Find every line in the records below that contains "resource", and copy it.

(RECORDS TO USE begins)

PR #86, opened 2019-07-05
Support Alternate OpenAPI Schema Class Name

abellotti:
Support for ClassName as well as ClassNameOut schema name definition in the OpenAPI spec.

This allows us support either the default ClassName or alternate ClassNameOut as used by the approval-api service. While a more elaborate implementation via the schema_overlay parameter can be done to allow for arbitrary name mappings, it seemed unnecessary for this one case (i.e. over engineered), we can revisit if another micro-service has a similar requirement but needing a different mapping.

### DIFF
--- a/lib/manageiq/api/common/graphql/generator.rb
+++ b/lib/manageiq/api/common/graphql/generator.rb
@@ -8,6 +8,14 @@ module ManageIQ
           PARAMETERS_PATH = "/components/parameters".freeze
           SCHEMAS_PATH = "/components/schemas".freeze
 
+          def self.openapi_schema(openapi_doc, klass_name)
+            schemas = openapi_doc.content.dig(*path_parts(SCHEMAS_PATH))
+            [klass_name, "#{klass_name}Out"].each do |name|
+              schema = schemas[name]
+              return [name, schema] if schema
+            end
+          end
+
           def self.path_parts(openapi_path)
             openapi_path.split("/")[1..-1]
           end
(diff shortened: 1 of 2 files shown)


abellotti:
ping @bzwei 

image

bzwei:
@abellotti it works for me. Thanks

abellotti:
ping @bdunne can you look over this PR when you get a chance ?

Needed for enabling GraphQL with approval-api micro-service.

Ran specs from https://github.com/ManageIQ/manageiq-api-common/pull/85 against it, and Bill's PR specs of course.

bdunne:
@abellotti I don't think I understand the problem that we're trying to solve here.  Can you give an example of what `ClassNameOut` is?

bzwei:
@bdunne Some services such as Rbac or Approval-api append `In` or `Out` to the model for input and output. For example for resource model `Workflow`, the output in openapi spec is `WorflowOut`.

bdunne:
@bzwei In an effort to maintain consistency between all of the APIs we're working on, is there a use case for having different schemas for the same thing?  Do they ever return totally different objects?  In the few cases that I quickly looked at, it was just a few extra fields on the `Out` object which look like they should be marked as read-only.

bdunne:
@bzwei ^

bzwei:
@bdunne in our early revisions the workflow model's input and output were very different. We learned from rbac service's naming convention by using suffix `In` and `Out`. We like it because of the clear meaning from the model name. Later we simplified workflow. Now its input and output are more compatible. It is too much if we go back to rename every model. Besides we still like the naming convention, not only it is meaningful but also it is flexible.

agrare:
@bzwei can you provide some examples where this would be useful?  I'm still failing to see how this is helpful, if the two are different then it sounds like they shouldn't be the same type of object...

Fryguy:
I am also failing to understand this.  OpenAPI has support for "read-only" fields specifically for this in/out use case.

Fryguy:
Even if I accepted that there are different input and output objects, hardcoding a naming convention feels wrong.  I would expect the OpenAPI spec to describe the "Out" object as the return type and then the graphql generator would just use that directly.  In fact, since we don't have mutators the "In" object would effectively never be referenced.

bzwei:
There is no openapi spec requirement that the schema name must match the resource name. In fact every resource has schema section in each of request and response body. I agree that we'd better not to hardcode any naming convention. GraphQL generator can follow the schema reference to get the model name, for example https://github.com/ManageIQ/approval-api/blob/master/public/doc/openapi-3-v1.0.0.json#L105.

(RECORDS TO USE ends)

ANSWER SPACE
@bdunne Some services such as Rbac or Approval-api append `In` or `Out` to the model for input and output. For example for resource model `Workflow`, the output in openapi spec is `WorflowOut`.
There is no openapi spec requirement that the schema name must match the resource name. In fact every resource has schema section in each of request and response body. I agree that we'd better not to hardcode any naming convention. GraphQL generator can follow the schema reference to get the model name, for example https://github.com/ManageIQ/approval-api/blob/master/public/doc/openapi-3-v1.0.0.json#L105.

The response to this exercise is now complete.